Mind you, that same vocabulary also gives creabeag, “a little woman”, which is near enough to being the same word, and, more interestingly, creamh, wild garlic, and creamh-gáraidh, “leek” and even creamh-mac-fiadh, “harts-tongue; or afparagus” (which looks to me like “garlic, the deer’s son”). You could, sort of, construct a word like creamhach, “garlicky” out of that, and since the mh and bh sounds are as close in Irish as w and v in German, you could make an argument for that being the intended word.
As backup, we can also look at William Shaw’s A Galic and English Dictionary: Containing All the Words in the Scotch and Irish Dialects of the Celtic, that Could be Collected from the Voice, and Old Books and Mss, Volume 1, published in 1780, which has entries for creabhach (“dry brufh-wood”), creabhag (“a twig; a young woman”), creamh and creamh-garaidh for garlic and leek, and creamh-muice-fiadh for the asparagus.
And finally, while I’m digging around in old texts, there is another Scottish tome, The Hereditary Sheriffs of Galloway, Their Forebears and Friends, Their Courts and Customs of their times with notes of the early history, ecclesiastical legends, the Baronage and placenames of the province by Sir Andrew Agnew, Baronet of Lochnaw, from 1893. Man, old book titles. Anyway, this one refers to the word creabhach as meaning “bushy”.
So. I can see where Meyer got his “sprouty” from, although it’s also possible that came from the translation he was familiar with, by a W. M. Hennessy (I haven’t yet tracked down Hennessy’s version, but Meyer is, ah, critical of it). If Preston-Matto was looking at “branches” in the context of “brushwood”, he could have got to “branching”, and rivers branch, so “streaming”. That honestly feels like more of a stretch to me, though. There was a third translation, in 1901, by Rudolf Thurneysen, but that was into German, and I am reluctant to add another language I only sort-of read to the mix. If anyone has the patience to go digging, it’s the last chapter in Sagen aus dem alten Irland.
It’s the creamh, wild garlic, that interests me most here. “Garlicky pottage with purple berries” isn’t just a plausible translation, it also lines up with what we know from lots of other sources about the use of garlic, leeks and onions as foodstuffs in early medieval Ireland.

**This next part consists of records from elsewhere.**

Issue #1389, opened 2022-03-11
[BUG] codesnippet definition has line break between BEGIN and identifier


weidongxu-microsoft:
See https://github.com/Azure/azure-sdk-for-java/pull/26922#discussion_r823561419

Maybe we need to shorten/trim the identifier?

PS: Checking with Alan whether this is allowed (without white space)
```
// BEGIN:com.azure.iot.deviceupdate.generated.devicemanagementstopdeployment.devicemanagementcancelorretrydeployment
```

ref: https://github.com/Azure/azure-sdk-tools/blob/main/packages/java-packages/codesnippet-maven-plugin/README.md

PR #1397, opened 2022-03-21
dpg, remove space in sample identifier

weidongxu-microsoft:
As https://github.com/Azure/azure-sdk-tools/pull/2909, space is not required in `BEGIN`, `END`, `src_embed`, `end`
Remove the space to avoid line break by formatter.

Require codesnippet-maven-plugin 1.0.0-beta.7

Fix https://github.com/Azure/autorest.java/issues/1389

### DIFF
--- a/protocol-tests/src/samples/java/fixtures/bodystring/generated/EnumGetNotExpandable.java
+++ b/protocol-tests/src/samples/java/fixtures/bodystring/generated/EnumGetNotExpandable.java
@@ -11,10 +11,10 @@ import fixtures.bodystring.EnumClientBuilder;
 
 public class EnumGetNotExpandable {
     public static void main(String[] args) {
-        // BEGIN: fixtures.bodystring.generated.enumgetnotexpandable.enumgetnotexpandable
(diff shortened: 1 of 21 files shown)


protocol-tests/src/samples/java/fixtures/bodystring/generated/EnumGetNotExpandable.java
```diff
@@ -11,10 +11,10 @@
 
 public class EnumGetNotExpandable {
     public static void main(String[] args) {
-        // BEGIN: fixtures.bodystring.generated.enumgetnotexpandable.enumgetnotexpandable
         EnumClient enumClient = new EnumClientBuilder().host("http://localhost:3000").buildClient();
+        // BEGIN:fixtures.bodystring.generated.enumgetnotexpandable.enumgetnotexpandable
```
weidongxu-microsoft, line 15: Adjust the location of the sample code.

If we automatically embed the sample into javadoc of client method, the initialization of the client should be self-evident (another potential issue is that client initialization code could be incorrect).

XiaofeiCao (approved):

haolingdong-msft (approved):

PR #1402, opened 2022-03-23
mgmt, support RetryOptions

weidongxu-microsoft:
A minor difference to DPG, RetryPolicy override RetryOptions, if both configured.


haolingdong-msft (approved):

fluentgen/src/main/resources/Manager_Configurable.txt
```diff
@@ -9,6 +9,7 @@ public static final class Configurable {
     private final List<HttpPipelinePolicy> policies = new ArrayList<>();
     private final List<String> scopes = new ArrayList<>();
     private RetryPolicy retryPolicy;
+    private RetryOptions retryOptions;
```
haolingdong-msft, line 12: what is this .txt used for ? does it publish somewhere？

weidongxu-microsoft: This is the Java code in Manager. It is loaded into Template.

PR #1410, opened 2022-03-31
Add developer documentation for debugging AutoRest

srnagar:


weidongxu-microsoft (approved):
I usually use "run -> attach to process" after autorest debug started.

PR #1411, opened 2022-04-01
mgmt, remove duplicate property init code

weidongxu-microsoft:
Avoid 2 `httpPipeline` null check and init code in Builder for mgmt.

Previously the httpPipeline in trait will generate some code in `buildClient`, then the one in serviceClient will also generate code.

### DIFF
--- a/javagen/src/main/java/com/azure/autorest/model/clientmodel/ClientBuilderTrait.java
+++ b/javagen/src/main/java/com/azure/autorest/model/clientmodel/ClientBuilderTrait.java
@@ -105,7 +105,7 @@ public class ClientBuilderTrait {
         ServiceClientProperty pipelineProperty = new ServiceClientProperty("The HTTP pipeline to send requests " +
                 "through.", ClassType.HttpPipeline, "pipeline", false,
                 JavaSettings.getInstance().isAzureOrFluent()
-                        ? "new HttpPipelineBuilder().policies(new UserAgentPolicy(), new RetryPolicy(), new CookiePolicy()).build()"
+                        ? "new HttpPipelineBuilder().policies(new UserAgentPolicy(), new RetryPolicy()).build()"
                         : "createHttpPipeline()");
         Consumer<JavaBlock> pipelineMethodImpl = function -> {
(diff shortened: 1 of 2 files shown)


javagen/src/main/java/com/azure/autorest/model/clientmodel/ClientBuilderTrait.java
```diff
@@ -105,7 +105,7 @@ private static ClientBuilderTrait createHttpTrait() {
         ServiceClientProperty pipelineProperty = new ServiceClientProperty("The HTTP pipeline to send requests " +
                 "through.", ClassType.HttpPipeline, "pipeline", false,
                 JavaSettings.getInstance().isAzureOrFluent()
-                        ? "new HttpPipelineBuilder().policies(new UserAgentPolicy(), new RetryPolicy(), new CookiePolicy()).build()"
+                        ? "new HttpPipelineBuilder().policies(new UserAgentPolicy(), new RetryPolicy()).build()"
```
weidongxu-microsoft, line 108: This change will not have real effect, and the dummy pipeline will not work anyway.

javagen/src/main/java/com/azure/autorest/template/ServiceClientBuilderTemplate.java
```diff
@@ -232,20 +232,23 @@ public final void write(ClientBuilder clientBuilder, JavaFile javaFile) {
...
                         .flatMap(trait -> trait.getTraitMethods().stream())
                         .map(ClientBuilderTraitMethod::getProperty)
                         .filter(Objects::nonNull)
                         .collect(Collectors.toList());
-                allProperties.addAll(clientProperties);
+                Set<String> propertyNames = allProperties.stream()
+                        .map(ServiceClientProperty::getName)
+                        .collect(Collectors.toSet());;
+                allProperties.addAll(clientProperties.stream()
+                        .filter(p -> !propertyNames.contains(p))    // filter out properties already contained in traits
```
weidongxu-microsoft, line 246: If the property is handled by traits, avoid it in serviceClient properties.

haolingdong-msft (approved):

This doesn’t even start to go into what else is in the pottage, if there should be meat in it, and if so, what kind, which of the available purple berries (blackberries, fraughans, elderberries and possibly sloes) should go in, etc. But it’s still more information than is available for any medieval Irish dish, so I’m going to continue working on it until I can pin down something plausible to reconstruct. I shall keep you posted.
This issue has been brought to you by obscure Irish etymology, UCC’s corpus of Irish texts, pasta in cream sauce, and some thinking concerning hazelnuts, which will probably surface again. Eat well, and I shall write again soon.